Until this year, Amazon’s low-cost 10-inch tablet had a low-res screen just like all the other bargain basement models. Now that Amazon has upgraded the resolution to 1,200 x 1,920, it gets uncomfortably close to the Lenovo for half the price.

The three ways it falls behind are: build, software and camera quality. Kindle Fire tablets are actually very well-made, designed to avoid as many customer returns as possible.

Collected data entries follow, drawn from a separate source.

PR #2725, opened 2015-10-22
[android] #2552 - add 10000 markers

### LINKED ISSUE #2552: Support 10000 Annotations In Android
iOS has the ability to parse and render 10000 Annotations at a time.  We need to [bring this over](https://github.com/mapbox/mapbox-gl-native/blob/3a1f62e6b9e1e204dde3dd3cf3736cebc1ac0f45/ios/app/MBXViewController.mm#L254-L297) to Android.

NOTE:
10000 is not an exact number nor should be the outcome.  It's just a large number that we've used internally to test / refer to this feature.

tobrun:
Closes #2552 

add markers in bulk, 
updated geojson parser to handle multiple types of geojson, 
added feature activity, 
updated icons in nav drawer, 
partially fixed local ref overflow in jni


tobrun:
Travis approves, Only Android code, merging

PR #2730, opened 2015-10-22
[core] Introduce StyleLayer subclasses

jfirebaugh:
Second in a series of PRs that builds towards a full-fledged [programmatic style API](https://github.com/mapbox/mapbox-gl-native/issues/837). This is a big chunk of work, but I'm trying to break it up step by step and not create a long-lived branch with a lot of changes.

This change introduces subclasses of `StyleLayer`, one for each layer type. Each subclass holds an instance of the appropriate `___PaintProperties` that we introduced in the [previous commit](https://github.com/mapbox/mapbox-gl-native/pull/2705). That means we can eliminate the `StyleProperties` variant. (Well, not completely: `ShapeAnnotation` still uses a version reduced to varying between `LinePaintProperties` and `FillPaintProperties`.)

We can also move the explicit instantiations of `StyleLayer::applyStyleProperties` (one for each layer type) into pure virtual `StyleLayer::applyStyleProperties` and subclass implementations. Future commits in this series will make similar changes, replacing `switch` or `template` polymorphism with good old type polymorphism.

### DIFF
--- a/include/mbgl/style/style_properties.hpp
+++ b/include/mbgl/style/style_properties.hpp
@@ -1,14 +1,10 @@
 #ifndef MBGL_STYLE_STYLE_PROPERTIES
 #define MBGL_STYLE_STYLE_PROPERTIES
 
-#include <mapbox/variant.hpp>
-
 #include <mbgl/style/types.hpp>
 
 #include <array>
 #include <string>
-#include <type_traits>
-#include <memory>
 #include <vector>
 
 namespace mbgl {
@@ -169,21 +165,15 @@ public:
     float opacity = 1.0f;
     Color color = {{ 0, 0, 0, 1 }};
     Faded<std::string> image;
+
+    inline bool isVisible() const {
+        return opacity > 0;
+    }
 };
 
 class BackgroundLayoutProperties {
 public:
 };
-
-typedef mapbox::util::variant<
-    FillPaintProperties,
-    LinePaintProperties,
-    CirclePaintProperties,
-    SymbolPaintProperties,
-    RasterPaintProperties,
-    BackgroundPaintProperties,
-    std::false_type
-> StyleProperties;
 
 }
 
--- a/src/mbgl/annotation/shape_annotation_impl.hpp
+++ b/src/mbgl/annotation/shape_annotation_impl.hpp
@@ -6,6 +6,7 @@
 #include <mbgl/util/geo.hpp>
 #include <mbgl/util/geojsonvt/geojsonvt.hpp>
 
+#include <memory>
 #include <string>
 #include <map>
 
--- a/src/mbgl/map/tile_worker.cpp
+++ b/src/mbgl/map/tile_worker.cpp
@@ -2,6 +2,7 @@
 #include <mbgl/map/tile_worker.hpp>
 #include <mbgl/style/style.hpp>
 #include <mbgl/style/style_layer.hpp>
+#include <mbgl/style/property_evaluator.hpp>
 #include <mbgl/geometry/glyph_atlas.hpp>
 #include <mbgl/renderer/fill_bucket.hpp>
 #include <mbgl/renderer/line_bucket.hpp>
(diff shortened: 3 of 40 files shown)


src/mbgl/map/tile_worker.cpp
```diff
@@ -64,29 +65,6 @@ void TileWorker::redoPlacement(float angle, float pitch, bool collisionDebug) {
 }
 
 template <typename T>
-struct PropertyEvaluator {
```
jfirebaugh: `PropertyEvaluator` was duplicated in two places and another part of this commit is pulling it out to `mbgl/style/property_evaluator.hpp`.

src/mbgl/renderer/circle_bucket.cpp
```diff
@@ -19,10 +20,10 @@ void CircleBucket::upload() {
 }
 
 void CircleBucket::render(Painter& painter,
-                        const StyleLayer& layer_desc,
+                        const StyleLayer& layer,
                         const TileID& id,
                         const mat4& matrix) {
-    painter.renderCircle(*this, layer_desc, id, matrix);
+    painter.renderCircle(*this, dynamic_cast<const CircleLayer&>(layer), id, matrix);
```
jfirebaugh: A future commit will move the `Painter::render*` methods to the layer subclasses.

src/mbgl/style/style_layer.hpp
```diff
@@ -47,37 +45,74 @@ class StyleLayer : public util::noncopyable {
...
     // for this layer (feature property filters, tessellation instructions, ...).
-    util::ptr<const StyleBucket> bucket;
+    util::ptr<StyleBucket> bucket;
 
     // Contains all style classes that can be applied to this layer.
-    const std::map<ClassID, ClassProperties> styles;
+    std::map<ClassID, ClassProperties> styles;
+
+protected:
+    // TODO: extract
```
jfirebaugh: This happens in the next commit.

src/mbgl/style/style_parser.cpp
```diff
@@ -662,53 +664,151 @@ void StyleParser::parseLayers(JSVal value) {
...
-        } else {
-            layer->type = StyleLayerTypeClass(std::string { type.GetString(), type.GetStringLength() });
+        if (it->second.second) {
+            layers.emplace_back(it->second.second);
         }
     }
+}
 
-    if (layer->bucket) {
+void StyleParser::parseLayer(const std::string& id, JSVal value, util::ptr<StyleLayer>& layer) {
```
jfirebaugh: The `StyleParser` changes are necessitated by now needing to know the type of layer being instantiated, so that `StyleLayer::create` can create the appropriate subclass. So we have to delay that until later in the parsing process.

include/mbgl/style/style_properties.hpp
```diff
@@ -169,22 +165,16 @@ class BackgroundPaintProperties {
     float opacity = 1.0f;
     Color color = {{ 0, 0, 0, 1 }};
     Faded<std::string> image;
+
+    inline bool isVisible() const {
+        return opacity > 0;
+    }
 };
```
brunoabinader: What about adding a `PaintProperties` that every `____PaintProperties` inherits containing `isVisible` as a pure virtual?

src/mbgl/annotation/shape_annotation_impl.hpp
```diff
@@ -6,6 +6,7 @@
 #include <mbgl/util/geo.hpp>
 #include <mbgl/util/geojsonvt/geojsonvt.hpp>
 
+#include <memory>
```
brunoabinader: Can we move this to `src/mbgl/annotation/shape_annotation_impl.cpp`? It doesn't seem to be use elsewhere in this file.

brunoabinader:
This is great stuff! :+1: particularly excited about the way how `StyleLayer` code is now much more readable.

include/mbgl/style/style_properties.hpp
jfirebaugh: We'd want to do that only if we actually needed runtime polymorphism from `PaintProperties`. So far I don't see the need -- everywhere `isVisible()` is currently used, it's with a concrete type.

src/mbgl/annotation/shape_annotation_impl.hpp
jfirebaugh: It's necessary for:

```
using Map = std::map<AnnotationID, std::unique_ptr<ShapeAnnotationImpl>>
```

This was compiling before due to transitive includes.

PR #2735, opened 2015-10-22
[core] Style-sourced shape annotation properties

jfirebaugh:
This introduces the possibility to source the type and style properties of a shape annotation from a designated layer in the style.

:eyes: @brunoabinader


brunoabinader:
Looks great! One thing, though: I believe for classy annotations, we'd also need to check for `Update::Classes` in https://github.com/mapbox/mapbox-gl-native/blob/master/src/mbgl/map/map_context.cpp#L173 - do you agree?

PR #2737, opened 2015-10-22
IB inspectable for allowing tilt

1ec5:
This PR adds an inspectable to Interface Builder for enabling or disabling tilt gesture recognition. 42dc5336db5179c50b8d1edeca0bef7a27c8cefd added some of the code required for this inspectable, but it didn’t declare the inspectable itself. Additionally, the property was called `allowsPitching` – I changed it to `allowsTilting`, because “to pitch” has [many senses](https://en.wiktionary.org/wiki/pitch#Verb_2) that are more common than the intended aviation sense of the word. (One adjusts the `centerCoordinate` by scrolling or panning the map. Similarly, adjusts the map view’s `pitch` by tilting the map.)

/cc @friedbunny


friedbunny:
Sad to see the :baseball: go, but :+1:.

Issue #2684, opened 2015-10-20
Social


bleege:
/cc @incanus

bleege:
Integrated with Mapbox for Android 2.1.0.

bleege:
Officially announced today that the Mapbox iOS and Android SDKs will be [available via Twitter Fabric](https://www.mapbox.com/blog/fabric/).

![21718459683_996d47d486_b](https://cloud.githubusercontent.com/assets/989928/10651967/92c2fc4c-7807-11e5-9535-58d4643fdf6a.jpg)

1ec5:
:icecream:

PR #2742, opened 2015-10-23
refs #2684: integrate Twitter Fabric

incanus:
More to do here, but this is a start.

### DIFF
--- a/gyp/platform-ios.gypi
+++ b/gyp/platform-ios.gypi
@@ -92,6 +92,7 @@
         'OTHER_CPLUSPLUSFLAGS': [ '<@(cflags_cc)' ],
         'CLANG_ENABLE_OBJC_ARC': 'YES',
         'CLANG_ENABLE_MODULES': 'YES',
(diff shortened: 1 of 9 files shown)


incanus:
This is good once I get tests to pass. Will also update the [release process](https://github.com/mapbox/mapbox-gl-native/wiki/Releasing-Mapbox-GL-for-iOS) since we have to bump a version number as part of this.

mb12:
@incanus What functionality does this add?

incanus:
@mb12 This is related to our [partnership with Twitter](http://www.theverge.com/2015/10/22/9600792/twitter-fabric-developer-toolkit-stripe-aws) and only affects installs done via the forthcoming Fabric integration. It's dead code on other installs.

incanus:
In case it looks particularly lightweight, we also have backend code supporting the heavy lifting in conjunction with this code. 

See also https://github.com/mapbox/mapbox-gl-native/commit/bb6fff0c5db8091b4af43e51e3411fcaca161f18.

PR #2743, opened 2015-10-23
[core] Remove MapData dependency from StyleParser

jfirebaugh:
Third in a series of PRs that builds towards a full-fledged [programmatic style API](https://github.com/mapbox/mapbox-gl-native/issues/837). This is a big chunk of work, but I'm trying to break it up step by step and not create a long-lived branch with a lot of changes.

But they are plastic: not a feast for the fingers. The software is ad-packed too, and feels slower than standard Android. Amazon has also saved pennies on the camera tech, making the snappers borderline useless for anything but throwaway fun.

Samsung Galaxy Tab S2 8.0

Samsung’s Galaxy Tab S3 isn’t really a competitor for the Lenovo audience as it’s twice the price. The older Galaxy S2 8.0 is, though.

It has a much higher-res screen than the Lenovo, and is far sharper as the display is smaller too. It’s an 8-inch screen with a shape more like an iPad mini’s. As it’s so much smaller the experience of using it is rather different, but we’d pick the Samsung over the Lenovo for all-portable use.